校長は、その後数度、賢太郎の家へやって来た。
賢太郎は、保護者の厳命を無視して、中学校へ出て行ったが、彼の一切の荷物は下宿にはなかった。彼は友人の下宿に転々とした。
彼は無一文であった。どうすることも出来なかった。
彼と先生とが二度目に浅原を見舞った日から三日目に、浅原の手紙が来た。彼はいきなり蒼白になった。遺書であった。彼は鉄道自殺を遂げたのである。滅茶苦茶な悲哀と憤激とが、賢太郎を狂人のやうにした。
或る晩のこと、賢太郎は保護者の家に帰って来た。
彼は高い石段を登り終へた時、俄かに悲しみに襲はれた。彼は歯を食いしばって泣いた。
『浅原!浅原!』と彼は切れ々々に云った。『お前を殺した奴を――浅原!仇を討ってやるよ!』
彼は、玄関をどんどん叩いた。
「誰だ?」と保護者の声がした。
彼は猶も叩き続けた。戸を開けるまでは叩き続けようと思った。年寄の下男がくぐり戸を開けた。
「何しに帰って来た!恩知らず!社会主義に用はないぞ!」と地主は叫んだ。
賢太郎は、かっとなった。彼はくぐり戸の突っかい棒を掴むや否や一撃を食はした。
「貴様は、俺を打ったな!」
「何しなさる!坊っち〈ゃ〉ん!」と下男は賢太郎の脇を捕えようとした。此方は、下男を押しやって、又も打ってかゝった。
保護者は奥の間に逃げ出して行った。
息子は靴のまま畳に飛び上って追っかけた。そして、佛壇の間に遂つめて終った。佛壇には小さい蝋燭がともってゐた。賢太郎は滅茶苦茶に棒を振りまはした。
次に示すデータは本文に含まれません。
PR #6738, opened 2026-06-28
refactor(settings): route state-backed reads through the catalog schema (#6609)

### LINKED ISSUE #6609: Unify the settings access layer through settingsAccess
Follow-up to #6602.

The catalog is the SSOT for keys/defaults/descriptions, but **reads/writes are still split**: `settingsAccess` is used by the CLI `/config` panel, while the extension/desktop read the same state-backed keys directly (`src/latex/texFormatter.ts`, `src/agent/modelHandlers/ModelHandler.ts`, …) with hand-passed defaults. (`gitAuthorSettings.ts` already references the shared default constant.)

Route those getters through `settingsAccess.readSetting(...)` so the schema `.prefault()` is the **single** default source.

**Low urgency:** defaults already converge via shared constants (`LATEX_CONFIG_DEFAULTS`, `DEFAULT_GIT_*`), so there's no live drift today — this just closes the "unified at the metadata layer, not the read/write layer" gap noted in review.

**Acceptance:** the state-backed read sites resolve their default from the catalog schema, not a separately-passed constant.

LionSR:
## What

The settings catalog (`stateSettings.ts`) is the SSOT for keys/defaults, but **reads were still split**: the extension/desktop/agent read state-backed keys directly via `platform().<store>.get(key, handPassedDefault)`, duplicating the catalog default as a second argument. This routes those reads through a single accessor so the default comes only from the entry's schema `.prefault()`.

Resolves #6609. Subsumes #6605 (same read/write-layer unification — closing that one as a duplicate).

## How

- **New `readPlatformSetting(key)`** (`src/utils/config/platformSettings.ts`): looks up the catalog entry, assembles the platform stores, and delegates to the existing `settingsAccess.readSetting` pipe. Graceful (returns the schema default) when the platform isn't initialized — matching the prior `tryWorkspaceState()?.get(...) ?? default` sites.
- **Rerouted 8 read sites**, dropping their hand-passed default constants:
  - `latex/texFormatter.ts`, `latex/formatter/indentDirectory.ts`, `latex/latexdiff.ts`, `latex/latexdiff/diffCommandExecutor.ts`
  - `agent/output/compileCheck.ts`, `agent/output/LatexDiffManager.ts`, `agent/implementations/flows/reflection/runReflectionFlow.ts`
  - `utils/config/providerConfig.ts` (the `WEBSOCKET_OPENAI` read — the one catalog-modeled key there; the other provider toggles aren't in the catalog and stay on the local `read`)

## Behavior

Defaults are **unchanged**: every rerouted key's `.prefault()` already equals the constant it replaced (verified against `LATEX_CONFIG_DEFAULTS` / `false`). The only behavior delta is the documented improvement from `readSetting`'s `safeParse`: a stale/invalid stored value now snaps back to the catalog default instead of propagating. The existing `Math.max(...)` range guards on the timeout reads are kept as-is.

## Verify

- `tsc --noEmit` (root + test-kernel + extension + cli): clean
- `eslint` on all changed files: clean
- New `PlatformSettings.vitest.ts` (default-from-catalog, stored-value, invalid-snaps-to-default, no-entry-throws) + `stateSettings` / `settingsConfiguration` / `LatexConfigPersistenceController` / `XmlOutputManager` suites: 40 passed
- Disjoint from the in-flight `codex/decouple-ui-agent-core` branch (no shared files).

---

> [!NOTE]
> **Low Risk**
> Mechanical read-path refactor with unchanged intended defaults; only behavioral delta is stricter validation of corrupt stored values.
> 
> **Overview**
> Introduces **`readPlatformSetting(key)`** so catalog-modeled workspace/global settings are read through `settingsAccess.readSetting` instead of `platform().<store>.get(key, handPassedDefault)`. Defaults now come only from each entry’s schema `.prefault()`; invalid stored values snap back via `safeParse`.
> 
> **Eight call sites** in LaTeX formatting/diff, workflow compile checks, reflection flow output policy, and `getWebSocketEnabled()` are switched over and no longer pass duplicated `LATEX_CONFIG_DEFAULTS` (or hardcoded `false`). Pre-`initPlatform()` behavior is preserved by returning the schema default when `tryPlatform()` is unset—replacing prior `tryWorkspaceState()?.get(...) ?? default` patterns.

地主は悲鳴をあげながら叫んだ。
「恩知らず!痛い!人殺し!」
「貴様こそ人×[殺]だ!こん畜生、こん畜生、こーん畜生!」
「嘉平!お米!来てくれ!早く駐在所(巡査のこと)を呼んで来て呉れ!助けて呉れ!人殺し!気狂ひ!」
『お米?駐在所?気が狂った?』と賢太郎は殴りつづけながら思った。『お米?それが情婦か、ふん、巡査――それア貴様達の××[番犬]だ!俺は気が狂ったのかも知れない。』
殴って殴って殴りつゞけた。
相手が静かになったのに気がついた。
「えい、このブルヂョア奴!」と賢太郎は叫んで棒を投りつけた。
彼は、お米や嘉平爺さんがわなわな震えてゐる前を通って外へ出て行った。柴折戸を押倒して塵泥の庭を横切った。彼は土塀を跨ぐと、暫くそこに腰をかけてゐた。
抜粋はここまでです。